Extracted information:

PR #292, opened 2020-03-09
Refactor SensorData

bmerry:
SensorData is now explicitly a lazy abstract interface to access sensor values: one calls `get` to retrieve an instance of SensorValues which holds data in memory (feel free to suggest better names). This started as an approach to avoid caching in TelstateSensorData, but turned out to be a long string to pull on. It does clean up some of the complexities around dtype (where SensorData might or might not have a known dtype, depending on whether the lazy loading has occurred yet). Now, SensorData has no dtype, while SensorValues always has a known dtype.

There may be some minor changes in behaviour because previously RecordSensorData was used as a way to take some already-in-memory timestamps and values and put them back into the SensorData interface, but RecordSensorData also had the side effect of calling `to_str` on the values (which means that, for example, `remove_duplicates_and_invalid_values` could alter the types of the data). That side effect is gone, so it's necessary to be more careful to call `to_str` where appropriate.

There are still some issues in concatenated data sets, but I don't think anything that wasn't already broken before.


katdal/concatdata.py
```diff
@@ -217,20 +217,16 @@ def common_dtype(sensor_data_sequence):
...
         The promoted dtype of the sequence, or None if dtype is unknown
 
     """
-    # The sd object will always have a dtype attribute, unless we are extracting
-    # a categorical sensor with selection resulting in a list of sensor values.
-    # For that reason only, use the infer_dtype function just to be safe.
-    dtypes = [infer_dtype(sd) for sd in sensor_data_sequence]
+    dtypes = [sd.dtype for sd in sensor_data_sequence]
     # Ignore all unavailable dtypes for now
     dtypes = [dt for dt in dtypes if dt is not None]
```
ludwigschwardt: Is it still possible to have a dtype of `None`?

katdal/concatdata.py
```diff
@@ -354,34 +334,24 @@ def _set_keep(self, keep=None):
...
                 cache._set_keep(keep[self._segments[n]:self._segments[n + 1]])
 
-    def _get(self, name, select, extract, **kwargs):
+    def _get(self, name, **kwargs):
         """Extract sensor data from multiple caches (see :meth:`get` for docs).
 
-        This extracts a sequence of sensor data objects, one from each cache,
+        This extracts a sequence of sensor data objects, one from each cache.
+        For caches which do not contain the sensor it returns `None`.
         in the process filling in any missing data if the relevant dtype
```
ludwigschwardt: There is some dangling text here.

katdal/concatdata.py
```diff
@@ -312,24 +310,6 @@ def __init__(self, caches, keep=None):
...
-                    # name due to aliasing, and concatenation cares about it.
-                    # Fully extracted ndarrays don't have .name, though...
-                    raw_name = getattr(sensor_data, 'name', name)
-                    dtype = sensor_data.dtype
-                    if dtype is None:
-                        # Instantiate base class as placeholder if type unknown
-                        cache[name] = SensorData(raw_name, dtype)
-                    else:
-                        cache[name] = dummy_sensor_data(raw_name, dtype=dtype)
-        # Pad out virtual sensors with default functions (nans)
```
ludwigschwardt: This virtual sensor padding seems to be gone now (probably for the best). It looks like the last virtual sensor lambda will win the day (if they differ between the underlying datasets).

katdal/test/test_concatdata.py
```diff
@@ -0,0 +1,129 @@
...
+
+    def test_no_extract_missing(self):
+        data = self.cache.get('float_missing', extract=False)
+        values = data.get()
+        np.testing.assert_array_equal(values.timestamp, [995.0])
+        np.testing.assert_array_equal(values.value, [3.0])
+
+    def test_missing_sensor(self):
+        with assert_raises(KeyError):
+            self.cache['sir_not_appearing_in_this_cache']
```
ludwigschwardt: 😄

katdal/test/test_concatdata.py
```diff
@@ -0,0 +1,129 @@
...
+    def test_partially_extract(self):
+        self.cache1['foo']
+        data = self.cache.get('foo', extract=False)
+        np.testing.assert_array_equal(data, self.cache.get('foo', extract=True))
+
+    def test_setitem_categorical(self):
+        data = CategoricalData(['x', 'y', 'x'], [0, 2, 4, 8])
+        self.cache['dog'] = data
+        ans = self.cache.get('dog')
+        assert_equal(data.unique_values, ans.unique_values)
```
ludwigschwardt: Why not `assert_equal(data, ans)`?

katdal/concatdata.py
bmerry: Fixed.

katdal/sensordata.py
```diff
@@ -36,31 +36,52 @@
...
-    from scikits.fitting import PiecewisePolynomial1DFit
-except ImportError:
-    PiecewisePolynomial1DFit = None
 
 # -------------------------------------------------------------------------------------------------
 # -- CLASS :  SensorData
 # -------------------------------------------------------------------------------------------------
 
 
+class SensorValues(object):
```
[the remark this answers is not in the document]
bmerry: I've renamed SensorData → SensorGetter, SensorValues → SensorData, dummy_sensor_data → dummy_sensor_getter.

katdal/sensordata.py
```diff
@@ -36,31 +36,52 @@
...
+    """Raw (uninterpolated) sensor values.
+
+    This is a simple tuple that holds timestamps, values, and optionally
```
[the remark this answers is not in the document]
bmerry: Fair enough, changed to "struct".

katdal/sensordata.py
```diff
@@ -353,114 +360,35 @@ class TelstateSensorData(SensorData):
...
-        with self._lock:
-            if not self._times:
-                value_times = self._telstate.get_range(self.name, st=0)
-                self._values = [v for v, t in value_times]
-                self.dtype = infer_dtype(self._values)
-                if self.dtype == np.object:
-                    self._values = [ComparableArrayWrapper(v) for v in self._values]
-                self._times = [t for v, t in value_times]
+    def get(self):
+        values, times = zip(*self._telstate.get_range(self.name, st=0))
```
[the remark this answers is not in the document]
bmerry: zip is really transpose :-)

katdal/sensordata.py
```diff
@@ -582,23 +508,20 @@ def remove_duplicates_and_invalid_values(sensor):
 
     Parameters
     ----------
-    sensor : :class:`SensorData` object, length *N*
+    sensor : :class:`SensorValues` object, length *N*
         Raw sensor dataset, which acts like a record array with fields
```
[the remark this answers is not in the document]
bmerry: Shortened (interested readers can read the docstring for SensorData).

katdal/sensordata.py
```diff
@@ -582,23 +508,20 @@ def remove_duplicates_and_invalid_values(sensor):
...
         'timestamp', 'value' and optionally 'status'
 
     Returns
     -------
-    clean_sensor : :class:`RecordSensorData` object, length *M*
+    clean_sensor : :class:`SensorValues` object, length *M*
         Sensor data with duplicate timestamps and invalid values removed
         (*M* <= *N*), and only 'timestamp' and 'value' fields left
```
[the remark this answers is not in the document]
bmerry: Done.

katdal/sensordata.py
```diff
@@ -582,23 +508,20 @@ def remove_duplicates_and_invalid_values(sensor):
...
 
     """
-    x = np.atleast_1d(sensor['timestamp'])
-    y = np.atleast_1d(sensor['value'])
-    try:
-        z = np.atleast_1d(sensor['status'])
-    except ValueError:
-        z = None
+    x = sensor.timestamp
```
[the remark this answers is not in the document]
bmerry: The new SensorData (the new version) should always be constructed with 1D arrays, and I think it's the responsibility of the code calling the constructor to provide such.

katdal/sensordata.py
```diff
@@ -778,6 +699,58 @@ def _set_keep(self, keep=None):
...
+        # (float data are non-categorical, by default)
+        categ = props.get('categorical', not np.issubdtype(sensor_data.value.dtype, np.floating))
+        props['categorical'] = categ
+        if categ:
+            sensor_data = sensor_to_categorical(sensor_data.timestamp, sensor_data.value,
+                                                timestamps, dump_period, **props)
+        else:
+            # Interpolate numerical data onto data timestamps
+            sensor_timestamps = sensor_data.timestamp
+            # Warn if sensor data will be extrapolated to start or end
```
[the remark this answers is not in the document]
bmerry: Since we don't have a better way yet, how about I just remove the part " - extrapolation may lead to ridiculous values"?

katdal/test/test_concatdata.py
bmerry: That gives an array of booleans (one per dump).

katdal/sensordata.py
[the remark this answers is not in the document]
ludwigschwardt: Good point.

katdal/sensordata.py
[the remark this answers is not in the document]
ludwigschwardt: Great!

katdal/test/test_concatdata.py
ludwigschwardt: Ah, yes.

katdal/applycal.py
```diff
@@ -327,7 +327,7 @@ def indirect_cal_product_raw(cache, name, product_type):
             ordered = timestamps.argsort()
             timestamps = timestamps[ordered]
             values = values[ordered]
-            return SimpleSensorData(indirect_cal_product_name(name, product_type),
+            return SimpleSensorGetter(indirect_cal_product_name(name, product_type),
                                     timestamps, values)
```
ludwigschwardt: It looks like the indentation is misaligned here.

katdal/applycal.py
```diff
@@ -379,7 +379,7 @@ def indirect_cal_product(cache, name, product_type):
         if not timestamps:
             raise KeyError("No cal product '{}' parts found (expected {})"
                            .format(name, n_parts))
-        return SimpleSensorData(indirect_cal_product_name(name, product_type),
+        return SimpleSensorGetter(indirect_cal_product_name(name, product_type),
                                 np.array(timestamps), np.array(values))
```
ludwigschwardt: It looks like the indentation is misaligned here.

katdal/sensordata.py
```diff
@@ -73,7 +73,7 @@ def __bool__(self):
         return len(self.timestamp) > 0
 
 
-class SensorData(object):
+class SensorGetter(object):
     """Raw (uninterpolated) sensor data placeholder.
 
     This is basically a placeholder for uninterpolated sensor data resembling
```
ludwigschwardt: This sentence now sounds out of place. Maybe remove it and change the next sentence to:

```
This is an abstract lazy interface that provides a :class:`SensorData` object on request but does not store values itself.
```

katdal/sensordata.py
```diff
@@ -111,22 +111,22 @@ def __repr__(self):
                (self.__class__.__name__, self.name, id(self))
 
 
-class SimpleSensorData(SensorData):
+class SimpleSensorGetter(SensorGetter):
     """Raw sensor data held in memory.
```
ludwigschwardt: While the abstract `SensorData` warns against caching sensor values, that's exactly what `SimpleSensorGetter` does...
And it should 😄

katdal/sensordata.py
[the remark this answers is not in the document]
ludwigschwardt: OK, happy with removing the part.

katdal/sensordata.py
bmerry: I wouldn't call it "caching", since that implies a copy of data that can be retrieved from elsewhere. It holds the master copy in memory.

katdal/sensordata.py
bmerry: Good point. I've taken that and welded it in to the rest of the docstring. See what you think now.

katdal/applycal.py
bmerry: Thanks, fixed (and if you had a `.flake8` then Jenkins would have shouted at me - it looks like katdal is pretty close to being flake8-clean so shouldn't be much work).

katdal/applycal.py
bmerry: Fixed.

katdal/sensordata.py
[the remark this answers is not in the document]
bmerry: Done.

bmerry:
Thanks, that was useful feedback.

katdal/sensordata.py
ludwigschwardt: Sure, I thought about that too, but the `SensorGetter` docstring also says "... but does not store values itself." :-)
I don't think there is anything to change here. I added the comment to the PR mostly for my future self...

What you will do: Please work out how many lines in the listing above contain the string "just", and answer with that number only.

Response below: 2